> _Requirement_
Copy each line of the data below with the word "seconds".

Available data below:

PR #150, opened 2019-02-15
route filtering on rr testcase

roshanirathi:
This PR is to add a ST testcase to test the code changes done to resolve `RR filtering service advertisements` issue reported in confd repo.

### DIFF
--- a/tests/k8st/tests/test_bgp_advert.py
+++ b/tests/k8st/tests/test_bgp_advert.py
@@ -16,9 +16,11 @@ import os
 import subprocess
 import unittest
 from time import sleep
+from netaddr import IPAddress
 
 from kubernetes import client, config
 
+from tests.st.utils.docker_host import DockerHost
 from tests.k8st.test_base import TestBase
 from tests.k8st.utils.utils import start_external_node_with_bgp, \
         retry_until_success, run, curl, DiagsCollector
@@ -96,6 +98,56 @@ protocol bgp Mesh_10_192_0_4 from bgp_template {
 }
 """
 
+bird_conf2 = """
+router id 20.192.0.5;
+# Configure synchronization between routing tables and kernel.
+protocol kernel {
+  learn;             # Learn all alien routes from the kernel
+  persist;           # Don't remove routes on bird shutdown
+  scan time 2;       # Scan kernel routing table every 2 seconds
+  import all;
+  export all;
+  graceful restart;  # Turn on graceful restart to reduce potential flaps in
+                     # routes when reloading BIRD configuration.  With a full
+                     # automatic mesh, there is no way to prevent BGP from
+                     # flapping since multiple nodes update their BGP
+                     # configuration at the same time, GR is not guaranteed to
+                     # work correctly in this scenario.
+  merge paths on;
+}
+# Watch interface up/down events.
+protocol device {
+  debug { states };
+  scan time 2;    # Scan interfaces every 2 seconds
+}
+protocol direct {
+  debug { states };
+  interface -"cali*", "*"; # Exclude cali* but include everything else.
+}
+# Template for all BGP clients
+template bgp bgp_template {
+  debug { states };
+  description "Connection to BGP peer";
+  local as 64514;
+  multihop;
+  gateway recursive; # This should be the default, but just in case.
+  import all;        # Import all routes, since we don't know what the upstream
+                     # topology is and therefore have to trust the ToR/RR.
+  export all;
+  source address 20.192.0.5;  # The local address we use for the TCP connection
+  add paths on;
+  graceful restart;  # See comment in kernel section about graceful restart.
+  connect delay time 2;
+  connect retry time 5;
+  error wait time 5,30;
+}
+# ------------- Node-to-node mesh -------------
+# For peer /host/kube-master/ip_addr_v4
+protocol bgp Mesh_20_192_0_2 from bgp_template {
+  neighbor 20.192.0.2 as 64514;
+  passive on; # Mesh is unidirectional, peer will connect to us.
+}
+"""
 
 class TestBGPAdvert(TestBase):
 
@@ -273,3 +325,68 @@ EOF
                 for cip in cluster_ips:
                     self.assertNotIn(cip, routes)
             retry_until_success(check_routes_gone, retries=10, wait_time=5)
+
+    def test_rr_filtering_svc_adv(self):
+        """
+        Test route with svc ip is not filtered on RR
+        """
+        with DiagsCollector():
+            # Create a network policy on node-A accepts traffic from the external node.
+            run("""docker exec -i kube-master kubectl apply -f - << EOF
+apiVersion: networking.k8s.io/v1
+kind: NetworkPolicy
+metadata:
+  name: allow-tcp-80-ex
+  namespace: bgp-test
+spec:
+  podSelector: {node-A}
+  policyTypes:
+  - Ingress
+  ingress:
+  - from:
+    - ipBlock: { cidr: 20.192.0.5/32 }
+    ports:
+    - protocol: TCP
+      port: 80
+EOF
+""")
+           # Create RR host on node-B
+            cluster_id = str(IPAddress(0xFF000001))
+            rr = DockerHost('RR', start_calico=False)
+            rr.add_resource({
+                'apiVersion': 'projectcalico.org/v3',
+                'kind': 'Node',
+                'metadata': {
+                    'name': rr.get_hostname(),
+                    'labels': {
+                        'routeReflectorClusterID': cluster_id,
+                        },
+                    },
+                'spec': {
+                    'bgp': {
+                        'routeReflectorClusterID': cluster_id,
+                        },
+                    },
+                })
+            rr.start_calico_node()
+
+           # Disable node-to-node mesh
+            bgpconfig_as_num = 64514
+            peer_as_num = 64514
+            update_bgp_config(Node-A, nodeMesh=False, asNum=bgpconfig_as_num)
+            create_bgp_peer(Node-A, "global", rr.ip, peer_as_num)
+
+           # Allow peering from external node(node-C) to RR(node-B)
+            start_external_node_with_bgp("kube-node-extra", bird_conf2)
+
+           # Establish BGPPeer from cluster nodes to node-extra using calicoctl
+            run("""kubectl exec -i -n kube-system calicoctl -- /calicoctl apply -f - << EOF
+apiVersion: projectcalico.org/v3
+kind: BGPPeer
+metadata:
+  name: node-extra.peer
+spec:
+  peerIP: 20.192.0.5
+  asNumber: 64514
+EOF
+""")
--- a/tests/k8st/tests/test_bgp_advert.py
+++ b/tests/k8st/tests/test_bgp_advert.py
@@ -1,3 +1,4 @@
+#!/usr/bin/python
 # Copyright (c) 2018 Tigera, Inc. All rights reserved.
 #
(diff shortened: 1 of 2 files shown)


tests/k8st/tests/test_bgp_advert.py
```diff
@@ -273,3 +325,68 @@ def check_routes_gone():
...
+                        'routeReflectorClusterID': cluster_id,
+                        },
+                    },
+                'spec': {
+                    'bgp': {
+                        'routeReflectorClusterID': cluster_id,
+                        },
+                    },
+                })
+            rr.start_calico_node()
```
neiljerram: (As I've written elsewhere:) using DockerHost and rr.add_resource is wrong here because the compute nodes already exist in the k8st setup. So instead you need to get the Node resource of one of the existing nodes and modify it so that that node behaves as a RR. I experimented with code for some of that at https://github.com/projectcalico/node/pull/151, specifically

```
kubectl exec -i -n kube-system calicoctl -- /calicoctl get node kube-node-2 -o json
```

and you can see an example of what that does in the output for Job #2 at https://semaphoreci.com/calico/node/branches/pull-request-151/builds/3.

Building on that, you will still need to:
- get the JSON for the node into a Python dict form, instead of just printing it out into the log
- make the changes (to the dict) needed to configure RR behaviour
- apply the modified JSON back into Calico (with `calicoctl apply`)

tests/k8st/tests/test_bgp_advert.py
```diff
@@ -273,3 +325,68 @@ def check_routes_gone():
...
+
+           # Disable node-to-node mesh
+            bgpconfig_as_num = 64514
+            peer_as_num = 64514
+            update_bgp_config(Node-A, nodeMesh=False, asNum=bgpconfig_as_num)
+            create_bgp_peer(Node-A, "global", rr.ip, peer_as_num)
```
neiljerram: These calls won't Just Work for the k8st test, because calicoctl needs to be called in a different way (as above).

You could just make different versions of these utilities, that call calicoctl in the right way.  But I wonder if we should instead look at modifying the k8st setup so that these calls do just work as they are.

tests/k8st/tests/test_bgp_advert.py
```diff
@@ -273,3 +325,68 @@ def check_routes_gone():
...
+
+           # Allow peering from external node(node-C) to RR(node-B)
```
neiljerram: This comment is slightly.  In fact, the next line starts the external node and configures a BGP peering from it to the RR.  In order for that peering to succeed, it also needs to be added to the RR's own config.

tests/k8st/tests/test_bgp_advert.py
```diff
@@ -273,3 +325,68 @@ def check_routes_gone():
...
+            start_external_node_with_bgp("kube-node-extra", bird_conf2)
+
+           # Establish BGPPeer from cluster nodes to node-extra using calicoctl
+            run("""kubectl exec -i -n kube-system calicoctl -- /calicoctl apply -f - << EOF
+apiVersion: projectcalico.org/v3
+kind: BGPPeer
+metadata:
+  name: node-extra.peer
+spec:
+  peerIP: 20.192.0.5
```
neiljerram: Is 20.192.0.5 the IP of the extra node?  Will it always be?

tests/k8st/tests/test_bgp_advert.py
```diff
@@ -273,3 +325,68 @@ def check_routes_gone():
...
+  asNumber: 64514
+EOF
```
neiljerram: This BGPPeer will configure a peering from every Calico node to 20.192.0.5, whereas in fact we only want a peering from the RR.  If the RR is kube-node-2, the fix is to add
```
  node: kube-node-2
```
just before the peerIP line.

tests/k8st/tests/test_bgp_advert.py
```diff
@@ -143,6 +228,112 @@ def assert_ecmp_routes(self, dst, via=["10.192.0.3", "10.192.0.4"]):
...
+""")
+
+        run("kubectl exec -i -n kube-system calicoctl -- /calicoctl get nodes -o yaml")
+        run("kubectl exec -i -n kube-system calicoctl -- /calicoctl get bgppeers -o yaml")
+        run("kubectl exec -i -n kube-system calicoctl -- /calicoctl get bgpconfigs -o yaml")
+
+        # Update the node-2 to behave as a route-reflector
+        run("kubectl exec -i -n kube-system calicoctl -- /calicoctl get node kube-node-2 -o json > /home/node.json")
+        run("sed -i '11 a \ \ \ \ \ \ \"i-am-a-route-reflector\": \"true\",' /home/node.json")
+        run("sed -i '21 a \ \ \ \ \ \ \"routeReflectorClusterID\": \"224.0.0.1\",' /home/node.json")
```
neiljerram: This works for now but is fragile in that it may break when new fields are added to the Node structure.  Instead I think we should:
- get the Node JSON as a string, from the `run` function:
  ```
  json_str = run("kubectl exec -i -n kube-system calicoctl -- /calicoctl get node kube-node-2 -o json")
  ```
- convert that to a Python dict:
  ```
  node_dict = json.loads(json_str)
  ```
- set the fields that we need for RR operation:
  ```
  node_dict['metadata']['labels']['i-am-a-route-reflector'] = 'true'
  node_dict['spec']['bgp']['routeReflectorClusterID'] = '224.0.0.1'
  ```
- convert back to a string, and apply:
```
run("""kubectl exec -i -n kube-system calicoctl -- /calicoctl apply -f - << 'EOF'
%s
EOF
""" % json.dumps(node_dict))
```

Do you agree that that would be more robust?

tests/k8st/tests/test_bgp_advert.py
```diff
@@ -143,6 +228,112 @@ def assert_ecmp_routes(self, dst, via=["10.192.0.3", "10.192.0.4"]):
...
+- apiVersion: projectcalico.org/v3
+  kind: BGPConfiguration
+  metadata: {name: default}
+  spec:
+    nodeToNodeMeshEnabled: false
+    asNumber: 64512
+kind: BGPConfigurationList
+metadata:
+  resourceVersion: 139
+EOF
```
neiljerram: Please remove the List wrapper here, which isn't needed when writing a resource.  I.e. simplify to just this:
```
apiVersion: projectcalico.org/v3
kind: BGPConfiguration
metadata: {name: default}
spec:
  nodeToNodeMeshEnabled: false
  asNumber: 64512
```

tests/k8st/tests/test_bgp_advert.py
```diff
@@ -143,6 +228,112 @@ def assert_ecmp_routes(self, dst, via=["10.192.0.3", "10.192.0.4"]):
...
+apiVersion: projectcalico.org/v3
+items:
+- apiVersion: projectcalico.org/v3
+  kind: BGPPeer
+  metadata: {name: kube-node-1}
+  spec:
+    node: kube-node-1
+    peerIP: 10.192.0.4
+    asNumber: 64512
+kind: BGPPeerList
```
neiljerram: Similarly here.

tests/k8st/tests/test_bgp_advert.py
```diff
@@ -143,6 +228,112 @@ def assert_ecmp_routes(self, dst, via=["10.192.0.3", "10.192.0.4"]):
...
+EOF
+""")
+        run("kubectl get endpoints nginx-rr -n bgp-test -o yaml > /home/endpoint.yaml")
+        svcRoute = ""
+        with open("/home/endpoint.yaml", 'r') as stream:
+            content = yaml.load(stream)
+            for k,v in content.items():
+                if "clusterIP" in v:
+                    svcRoute = k
+        self.assertIn(svcRoute, self.get_routes())
```
neiljerram: I think we will need to allow some retries here, for the configuration and BGP updates to flow through.  So I think we need:
```
retry_until_success(lambda: self.assertIn(svcRoute, self.get_routes()))
```
That will try up to 10 times, with 1s interval.  If that isn't enough, we can use the `retries` and `wait_time` kwargs, for example:
```
retry_until_success(lambda: self.assertIn(svcRoute, self.get_routes()),
                                retries=12, wait_time=3)
```

roshanirathi: acknowledged

tests/k8st/tests/test_bgp_advert.py
roshanirathi: acknowledged

tests/k8st/tests/test_bgp_advert.py
roshanirathi: acknowledged

tests/k8st/tests/test_bgp_advert.py
roshanirathi: Thank you for suggesting this.

tests/k8st/tests/test_bgp_advert.py
```diff
@@ -143,6 +228,112 @@ def assert_ecmp_routes(self, dst, via=["10.192.0.3", "10.192.0.4"]):
...
+      containers:
+      - name: nginx-rr
+        image: nginx:1.7.9
+        ports:
+        - containerPort: 80
+      nodeSelector:
+        beta.kubernetes.io/os: linux
+        kubernetes.io/hostname: kube-node-1
+---
+
```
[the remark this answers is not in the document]
roshanirathi: acknowledged

tests/k8st/tests/test_bgp_advert.py
```diff
@@ -124,6 +182,33 @@ def setUp(self):
...
+        # Enable debug logging
+        self.update_ds_env("calico-node", "kube-system", "BGP_LOGSEVERITYSCREEN", "debug")
+
+        # Establish BGPPeer from cluster nodes to node-extra using calicoctl
+        run("""kubectl exec -i -n kube-system calicoctl -- /calicoctl apply -f - << EOF
+apiVersion: projectcalico.org/v3
+kind: BGPPeer
+metadata:
+  name: node-extra.peer
+spec:
```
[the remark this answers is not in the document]
roshanirathi: acknowledged

tests/k8st/tests/test_bgp_advert.py
```diff
@@ -124,6 +182,33 @@ def setUp(self):
...
+
+        start_external_node_with_bgp("kube-node-extra", bird_conf_rr)
+
+        # set CALICO_ADVERTISE_CLUSTER_IPS=10.96.0.0/12
+        self.update_ds_env("calico-node", "kube-system", "CALICO_ADVERTISE_CLUSTER_IPS", "10.96.0.0/12")
+
+        # Enable debug logging
+        self.update_ds_env("calico-node", "kube-system", "BGP_LOGSEVERITYSCREEN", "debug")
+
+        # Establish BGPPeer from cluster nodes to node-extra using calicoctl
```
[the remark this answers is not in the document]
roshanirathi: The bird_conf_rr that is used to create the external-node has source ip as 10.192.0.5. So it will get the same ip every time.

tests/k8st/tests/test_bgp_advert.py
```diff
@@ -96,6 +100,60 @@
 }
 """
```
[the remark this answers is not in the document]
roshanirathi: acknowledged

tests/k8st/tests/test_bgp_advert.py
```diff
@@ -1,3 +1,4 @@
+#!/usr/bin/python
```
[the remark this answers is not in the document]
roshanirathi: acknowledged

End of Available data.

> _Response to this task_
+  scan time 2;       # Scan kernel routing table every 2 seconds
+  scan time 2;    # Scan interfaces every 2 seconds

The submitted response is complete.